Nowa informacja została zapisana w polu morfogenetycznym?

- Dzisiaj, opierając się na teorii pól morfogenetycznych Ruperta Sheldrake’a, moglibyśmy tak powiedzieć – nowa informacja została zapisana w energetycznym polu pamięci, tzw. polu morfogenetycznym. Od tamtego momentu każda nowo narodzona istota ludzka przychodzi na świat, na poziomie ducha, z informacją: Miłość jest najważniejszym boskim przykazaniem. Co z nią zrobi, to już inna sprawa, bo ma przecież wolną wolę.
A wszystko zaczęło się tamtej nocy, z soboty na niedzielę, gdy Chrystus zmartwychwstał. Duch zatriumfował nad Materią! To wydarzenie sprzed 2000 lat, niepojęte dla rozumu, które można przyjąć tylko wierzącym sercem, stało się początkiem nowej religii. Chrześcijaństwa.

Dla chrześcijan Wielkanoc to nie tylko Wielka Noc…

- Początkiem świąt jest dla chrześcijan Niedziela Palmowa, obchodzona na pamiątkę wjazdu Jezusa do Jerozolimy i rozpoczynająca Wielki Tydzień. Najważniejsze trzy dni Wielkiego Tygodnia to tak zwane Triduum Paschalne – Wielki Czwartek, Wielki Piątek i Wielka Sobota. W Wielki Czwartek najważniejsza jest wieczorna msza święta, sprawowana na pamiątkę Ostatniej Wieczerzy, którą Jezus spożywał ze swoimi uczniami. W trakcie tej wieczerzy pobłogosławił chleb i rozdał go współbiesiadnikom mówiąc, że to jego ciało, a pobłogosławione wino nazwał swoją krwią. W ten sposób ustanowił Eucharystię. Równocześnie nakazał swoim uczniom: To czyńcie na moją pamiątkę, ustanawiając kapłaństwo. Po homilii w Wielki Czwartek główny celebrans (papież, biskup, proboszcz, przeor) umywa i całuje stopy dwunastu mężczyznom – na pamiątkę gestu Chrystusa, który umył nogi swoim dwunastu apostołom. W ten sposób pokazał swoim uczniom, że we wspólnocie ludzi wierzących mają pełnić oni rolę służebną. Po mszy świętej Najświętszy Sakrament zostaje przeniesiony do tzw. Ciemnicy, gdzie adorują go zgromadzeni w kościele wierni.

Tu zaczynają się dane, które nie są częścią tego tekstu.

PR #8822, opened 2023-12-15
Use SSL server for Adjust proxy

brizental:
Requests to the adjust proxy fail because it's not using an encrypted connection.

This fixes it.

### DIFF
--- a/src/adjust/adjustproxy.cpp
+++ b/src/adjust/adjustproxy.cpp
@@ -5,7 +5,7 @@
 #include "adjustproxy.h"
 
 #include <QHostAddress>
-#include <QTcpSocket>
+#include <QSslSocket>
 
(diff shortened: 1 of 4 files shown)


src/adjust/adjustproxy.cpp
```diff
@@ -15,7 +15,7 @@ namespace {
 Logger logger("AdjustProxy");
 }  // namespace
 
-AdjustProxy::AdjustProxy(QObject* parent) : QTcpServer(parent) {
+AdjustProxy::AdjustProxy(QObject* parent) : QSslServer(parent) {
```
bakulf, line 18: What certs do we use here?

brizental:
We are not going ahead with this approach.

PR #8824, opened 2023-12-15
Adjust fixes for Android client: add a network conf, change how token is passed to gradle

strseb:
A write up of the issues on hand is in the ticket: https://mozilla-hub.atlassian.net/browse/VPN-5822?focusedCommentId=809828

## Description

Instead of a bool, let's enforce https for all known domains the client can talk to.

### DIFF
--- a/android/resources/all/xml/network_security_config.xml
+++ b/android/resources/all/xml/network_security_config.xml
@@ -1,0 +1,20 @@
+<?xml version="1.0" encoding="utf-8"?>
+<network-security-config>
+    <base-config cleartextTrafficPermitted="true">
+        <trust-anchors>
+            <certificates src="system" />
+        </trust-anchors>
+    </base-config>
+    <domain-config cleartextTrafficPermitted="false">
+        <domain includeSubdomains="true">mozilla.org</domain>
+        <domain includeSubdomains="true">firefox.com</domain>
+        <domain includeSubdomains="true">mozgcp.net</domain>
+        <domain includeSubdomains="true">sentry.io</domain>
+        <domain includeSubdomains="true">apple.com</domain>
+        <domain includeSubdomains="true">google.com</domain>
+        <domain includeSubdomains="true">github.io</domain> 
+        <trust-anchors>
+            <certificates src="system" />
+        </trust-anchors>
+    </domain-config>
+</network-security-config>
--- a/android/resources/all/xml/network_security_config.xml
+++ b/android/resources/all/xml/network_security_config.xml
@@ -12,7 +12,9 @@
         <domain includeSubdomains="true">sentry.io</domain>
         <domain includeSubdomains="true">apple.com</domain>
         <domain includeSubdomains="true">google.com</domain>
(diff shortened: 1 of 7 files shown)


android/resources/all/xml/network_security_config.xml
```diff
@@ -0,0 +1,20 @@
+<?xml version="1.0" encoding="utf-8"?>
+<network-security-config>
+    <base-config cleartextTrafficPermitted="true">
+        <trust-anchors>
+            <certificates src="system" />
+        </trust-anchors>
+    </base-config>
+    <domain-config cleartextTrafficPermitted="false">
+        <domain includeSubdomains="true">mozilla.org</domain>
```
lesleyjanenorton, line 9: ++ mozaws.net and allizom.org I think?

android/resources/all/xml/network_security_config.xml
```diff
@@ -0,0 +1,20 @@
...
+        <domain includeSubdomains="true">firefox.com</domain>
+        <domain includeSubdomains="true">mozgcp.net</domain>
+        <domain includeSubdomains="true">sentry.io</domain>
+        <domain includeSubdomains="true">apple.com</domain>
+        <domain includeSubdomains="true">google.com</domain>
+        <domain includeSubdomains="true">github.io</domain>
```
brizental, line 15: As discussion on Slack, I feel this is very fragile given it is totally reliant on us _remembering_ to put new domains here as they are used. A few ideas: Could we use wildcards here? Or could we use IP addresses and then provide the loopback address as an exception instead of making the base case `true`? 

I was also going to ask if this is necessary at all, because AFAIK we enforce HTTPS on production for all requests on the C++ side. However turns out I could not find that code to link to, so now I am second guessing it 😅

strseb: >Or could we use IP addresses and then provide the loopback address as an exception instead of making the base case true? 

Tested that, didnt work. 

>Could we use wildcards here?

No, sorry.

> I feel this is very fragile given it is totally reliant on us remembering to put new domains here as they are used.

It's a layer of security, so the goal of this file is to reduce risk, not to be an impenetrable new sec policy. That would be  `usesCleartextTraffic="false"`

>I was also going to ask if this is necessary at all, because AFAIK we enforce HTTPS on production for all requests on the C++ side. However turns out I could not find that code to link to, so now I am second guessing it 😅

Not all requests originate from c++ tho. Glean on android i.e. uses a kotlin worker to post messages.

scripts/android/cmake.sh
```diff
@@ -190,7 +183,7 @@ cd .tmp/src/android-build/
 if [[ "$RELEASE" ]]; then
   print Y "Generating Release APK..."
   ./gradlew compileReleaseSources
-  ./gradlew assemble || die
```
strseb, line 193: Thanks @mcleinman thats waaay better!

brizental (approved):

lesleyjanenorton (approved):
👍

PR #11052, opened 2026-02-10
Nit: Allow autodetection of OSX sysroot

oskirby:
## Description
I'm setting up a new macbook for development, and despite installing Xcode and its associated SDKs, cmake throws an error due to an unset `SDKROOT` variable. We can easily work around that just by running `xcrun` to find the default MacOSX SDK.

## Reference

    i.e Jira or Github issue URL

## Checklist
    
### DIFF
--- a/docs/Building/macos.md
+++ b/docs/Building/macos.md
@@ -7,47 +7,13 @@ Install Xcode - https://developer.apple.com/xcode/
 Before you start this process, open Xcode, go to settings, accounts, and sign in with your
 Apple ID. If you are a Mozilla developer, this is an Apple ID associated with your LDAP account.
 
-## Activate conda
+## Setup conda
 
 ```
 conda env create -f env-apple.yml
 conda activate vpn
 ```
 
-See [here](./index.md#conda) for conda environment instructions.
-
-Your Xcode install comes with a copy of the MacOS-SDK.
-We need to tell the conda environment where to find it.
-
-Find the sdk path
-
-```
-xcrun --sdk macosx --show-sdk-path
-```
-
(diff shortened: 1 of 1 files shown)


src/cmake/macos.cmake
```diff
@@ -73,7 +73,8 @@ elseif(CMAKE_OSX_SYSROOT)
     execute_process(OUTPUT_VARIABLE OSX_SDK_PATH OUTPUT_STRIP_TRAILING_WHITESPACE
         COMMAND xcrun --sdk ${CMAKE_OSX_SYSROOT} --show-sdk-path)
 else()
-    message(FATAL_ERROR "One of CMAKE_OSX_SYSROOT or ENV{SDKROOT} must be defined")
+    execute_process(OUTPUT_VARIABLE OSX_SDK_PATH OUTPUT_STRIP_TRAILING_WHITESPACE
```
mcleinman, line 76:
```suggestion
    execute_process(OUTPUT_VARIABLE SDKROOT OUTPUT_STRIP_TRAILING_WHITESPACE
```

Should this be SDKROOT?

mcleinman (approved):
Thanks. One potential question, other wise looks great.

Also, could you update `macos.md` instructions to remove the SDKROOT part (and maybe put the backup locations in No Shame)?

src/cmake/macos.cmake
oskirby: This isn't an environment variable, it's a CMake variable that we use to pass into the `wireguard-go` build a couple of lines down. So I think the name is fine (and probably better to keep it distinct from an environment variable of the same name).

 Czego uczy nas dziś Wielki Piątek?

- To dzień Męki Pańskiej. Każdy chrześcijanin powinien w tym dniu, chociaż raz w życiu, „pójść” za Chrystusem drogą prowadzącą na Golgotę. Dla ludzi o wrażliwym sercu to ogromne przeżycie zmieniające odbiór świata. Kto w wyobraźni przejdzie z Jezusem tę pełną bólu, cierpienia i łez drogę, nie będzie w stanie przejść obojętnie wobec cierpienia spotykanych w życiu ludzi. Nieludzko udręczony człowiek, od świtu bity i poniewierany, z cierniową koroną na głowie, wlecze samotnie swój krzyż na miejsce kaźni. Opuszczony przez wszystkich, którzy szli za Nim, którzy słuchali Jego nauki, którzy byli świadkami czynionych przezeń cudów. Nawet Jego uczniowie ukrywają się wśród tłumu obojętnych gapiów. Obserwując tę scenę, myślimy oburzeni: Jak oni tak mogli, po tym wszystkim co dla nich uczynił? I wtedy spotykamy się z pełnym miłości spojrzeniem Jezusa, którym obdarza Piotra, gdy ten się Jego zaparł. I nagle rozumiemy, że to MIŁOŚĆ. Jezus cieszy się z ocalenia swojego ucznia. Tym spojrzeniem błogosławi go. Niepotrzebna Mu jego śmierć. Patrzymy potem na Jego Matkę, udręczoną niewyobrażalnym bólem, gdy stoi pod krzyżem swojego jedynego syna. Każda matka na świecie wyobrażając sobie tę scenę, przeżyje przeszywający serce ból. Ale też każda osoba, która współodczuje ten ból, będzie w stanie zrozumieć i przeżyć radość Zmartwychwstania.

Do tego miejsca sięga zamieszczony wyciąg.